Exercise -> Select the lines below containing the word "What".

Stored entries:
***

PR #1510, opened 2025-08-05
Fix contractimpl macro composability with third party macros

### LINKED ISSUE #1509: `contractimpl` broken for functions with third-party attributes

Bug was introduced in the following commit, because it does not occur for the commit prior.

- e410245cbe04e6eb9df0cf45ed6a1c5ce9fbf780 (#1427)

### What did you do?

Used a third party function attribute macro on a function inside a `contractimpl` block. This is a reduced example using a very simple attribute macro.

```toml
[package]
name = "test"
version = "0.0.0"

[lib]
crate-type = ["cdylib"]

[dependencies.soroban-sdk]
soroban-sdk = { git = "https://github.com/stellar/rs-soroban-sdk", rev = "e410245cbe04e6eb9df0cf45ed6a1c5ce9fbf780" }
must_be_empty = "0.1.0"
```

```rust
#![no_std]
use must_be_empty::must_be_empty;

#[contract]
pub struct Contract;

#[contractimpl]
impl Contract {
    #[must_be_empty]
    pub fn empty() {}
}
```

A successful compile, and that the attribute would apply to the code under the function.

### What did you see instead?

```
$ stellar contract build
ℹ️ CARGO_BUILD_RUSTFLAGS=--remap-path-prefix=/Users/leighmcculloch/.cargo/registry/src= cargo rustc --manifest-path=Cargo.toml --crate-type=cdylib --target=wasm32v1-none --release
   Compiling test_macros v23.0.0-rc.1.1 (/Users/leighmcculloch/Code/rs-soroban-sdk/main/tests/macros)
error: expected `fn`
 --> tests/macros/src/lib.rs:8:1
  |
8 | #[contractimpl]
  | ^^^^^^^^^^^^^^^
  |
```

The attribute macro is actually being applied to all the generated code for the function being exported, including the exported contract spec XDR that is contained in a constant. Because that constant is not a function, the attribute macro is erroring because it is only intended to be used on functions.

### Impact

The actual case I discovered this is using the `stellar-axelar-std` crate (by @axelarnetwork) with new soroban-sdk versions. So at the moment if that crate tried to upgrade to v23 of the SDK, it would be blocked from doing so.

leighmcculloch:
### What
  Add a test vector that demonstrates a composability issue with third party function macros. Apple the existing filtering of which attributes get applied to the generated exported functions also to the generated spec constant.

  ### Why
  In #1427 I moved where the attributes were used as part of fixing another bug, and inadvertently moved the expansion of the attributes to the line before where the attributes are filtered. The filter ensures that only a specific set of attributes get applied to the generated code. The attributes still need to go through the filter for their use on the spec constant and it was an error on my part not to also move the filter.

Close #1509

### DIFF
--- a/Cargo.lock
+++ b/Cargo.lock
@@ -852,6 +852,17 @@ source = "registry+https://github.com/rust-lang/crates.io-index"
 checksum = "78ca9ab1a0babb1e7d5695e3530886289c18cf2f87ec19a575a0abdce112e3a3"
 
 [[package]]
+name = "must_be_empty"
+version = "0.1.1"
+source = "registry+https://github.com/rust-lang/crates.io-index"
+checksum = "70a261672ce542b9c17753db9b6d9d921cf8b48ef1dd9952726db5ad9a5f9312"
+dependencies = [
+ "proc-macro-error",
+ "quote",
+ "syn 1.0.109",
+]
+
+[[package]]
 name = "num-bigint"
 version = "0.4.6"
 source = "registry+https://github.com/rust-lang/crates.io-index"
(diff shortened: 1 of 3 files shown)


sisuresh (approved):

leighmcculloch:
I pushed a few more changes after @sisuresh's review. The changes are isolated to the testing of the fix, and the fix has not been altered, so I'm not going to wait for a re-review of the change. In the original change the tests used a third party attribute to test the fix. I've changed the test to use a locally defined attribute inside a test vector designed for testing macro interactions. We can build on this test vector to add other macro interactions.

***

Output for this exercise ->
### What did you do?
### What did you see instead?
### What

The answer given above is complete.